▸ ENTRIES PROVIDED:
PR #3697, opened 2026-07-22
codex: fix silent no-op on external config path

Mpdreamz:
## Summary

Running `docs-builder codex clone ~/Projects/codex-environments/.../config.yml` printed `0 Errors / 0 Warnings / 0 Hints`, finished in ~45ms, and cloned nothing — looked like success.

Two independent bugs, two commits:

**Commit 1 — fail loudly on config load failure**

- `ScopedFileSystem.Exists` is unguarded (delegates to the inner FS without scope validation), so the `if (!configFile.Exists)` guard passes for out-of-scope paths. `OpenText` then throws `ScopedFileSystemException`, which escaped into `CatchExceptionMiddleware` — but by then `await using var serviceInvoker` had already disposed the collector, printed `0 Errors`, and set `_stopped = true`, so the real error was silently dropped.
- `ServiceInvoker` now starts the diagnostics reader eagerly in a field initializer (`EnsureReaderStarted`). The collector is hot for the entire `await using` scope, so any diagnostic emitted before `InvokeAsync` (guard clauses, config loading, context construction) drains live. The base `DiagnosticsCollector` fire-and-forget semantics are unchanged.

--

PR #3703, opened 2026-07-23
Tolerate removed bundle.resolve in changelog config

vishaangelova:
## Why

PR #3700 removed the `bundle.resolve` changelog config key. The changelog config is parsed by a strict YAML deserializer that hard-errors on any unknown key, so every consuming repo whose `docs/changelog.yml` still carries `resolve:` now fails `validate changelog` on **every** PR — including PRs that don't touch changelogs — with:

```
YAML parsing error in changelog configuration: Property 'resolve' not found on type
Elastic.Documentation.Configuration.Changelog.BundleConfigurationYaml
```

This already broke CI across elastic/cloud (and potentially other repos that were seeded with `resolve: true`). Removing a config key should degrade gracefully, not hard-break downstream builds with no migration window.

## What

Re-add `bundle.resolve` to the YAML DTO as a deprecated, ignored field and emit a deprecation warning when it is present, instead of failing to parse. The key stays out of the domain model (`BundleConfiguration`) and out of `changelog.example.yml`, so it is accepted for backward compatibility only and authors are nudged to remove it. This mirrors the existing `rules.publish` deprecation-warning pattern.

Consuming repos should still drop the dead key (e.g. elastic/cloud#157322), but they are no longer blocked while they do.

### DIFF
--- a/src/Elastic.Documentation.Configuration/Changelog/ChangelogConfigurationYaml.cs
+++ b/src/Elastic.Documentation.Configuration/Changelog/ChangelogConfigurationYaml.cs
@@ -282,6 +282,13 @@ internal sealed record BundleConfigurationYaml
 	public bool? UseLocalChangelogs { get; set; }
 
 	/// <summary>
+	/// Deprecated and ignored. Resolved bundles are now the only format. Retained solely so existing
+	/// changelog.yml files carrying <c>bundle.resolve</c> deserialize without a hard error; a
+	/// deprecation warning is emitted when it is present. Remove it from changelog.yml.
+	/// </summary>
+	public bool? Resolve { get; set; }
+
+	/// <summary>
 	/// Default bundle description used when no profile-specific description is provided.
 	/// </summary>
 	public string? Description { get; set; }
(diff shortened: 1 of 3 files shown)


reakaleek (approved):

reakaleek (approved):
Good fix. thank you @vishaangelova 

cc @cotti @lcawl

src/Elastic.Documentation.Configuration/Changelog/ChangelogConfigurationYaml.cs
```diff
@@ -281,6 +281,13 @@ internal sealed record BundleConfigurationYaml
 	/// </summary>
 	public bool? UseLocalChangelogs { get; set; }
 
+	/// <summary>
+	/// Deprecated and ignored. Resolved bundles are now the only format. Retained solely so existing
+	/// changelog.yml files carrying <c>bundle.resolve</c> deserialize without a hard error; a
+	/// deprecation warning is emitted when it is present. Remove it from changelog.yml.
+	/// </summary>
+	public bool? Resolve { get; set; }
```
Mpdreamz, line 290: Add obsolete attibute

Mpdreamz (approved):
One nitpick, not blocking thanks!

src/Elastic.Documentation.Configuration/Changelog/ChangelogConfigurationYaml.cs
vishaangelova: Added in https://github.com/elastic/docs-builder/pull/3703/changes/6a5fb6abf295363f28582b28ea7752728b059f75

▸ WHAT YOU WILL DO:
Provide only the count of lines in the data above that include the string "using".

▸ OUTPUT BELOW:
2